PR #28486, opened 2026-07-06
[Admin Gov] Phase 0.3b — type-wide and batch group_permission writes

philipperolet:
## Description

Admin Governance — Phase 0, PR 3b/9. Follows #28485.

Adds the dedicated type-wide (`resourceId = -1`) writers to `GroupPermissionResource`, kept separate from the instance CRUD so the "grant the whole type" path is explicit and reviewable:
- `grantTypeWide(...)` — single-group convenience over `grantTypeWideForGroups`; the only sanctioned way to write a `-1` row (never a defaulted param). Idempotent, registry-validated.
- `grantTypeWideForGroups(...)` — batch of the above (one INSERT, unique index dedupes); backs the governance `setGroups` transition without an N+1.
- `revokeTypeWide(...)` — removes a group's `-1` row.
- `grantMany(...)` — batch instance grants; each validated, `-1` rejected as in `grant`.

No call sites — no behavior change.

Context: [Design Doc](https://app.notion.com/p/dust-tt/Design-Doc-Admin-Governance-38a28599d941817292d0e94f8dfafe48) · [Implementation Plan](https://app.notion.com/p/dust-tt/Implementation-Plan-Admin-Governance-39528599d9418153aa9bf3dd69d5448d)

## Risks

Blast radius: new resource methods, not yet called from existing code.
Risk: none

## Deploy Plan

- deploy front

### DIFF
--- a/front/lib/resources/group_permission_resource.ts
+++ b/front/lib/resources/group_permission_resource.ts
@@ -30,6 +30,13 @@ interface InstanceGrantSpec {
   transaction?: Transaction;
 }
 
+interface TypeWideGrantSpec {
+  group: GroupResource;
+  permissionType: PermissionType;
+  resourceType: GroupPermissionResourceType;
+  transaction?: Transaction;
+}
+
 interface ListForGroupsSpec {
   groupModelIds: ModelId[];
   permissionType?: PermissionType;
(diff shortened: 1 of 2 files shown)


philipperolet:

☆ ☆ ☆ ☆ ☆

● Task item
Copy every line from the entries that contains the word "validated".

● Answer below
- `grantTypeWide(...)` — single-group convenience over `grantTypeWideForGroups`; the only sanctioned way to write a `-1` row (never a defaulted param). Idempotent, registry-validated.
- `grantMany(...)` — batch instance grants; each validated, `-1` rejected as in `grant`.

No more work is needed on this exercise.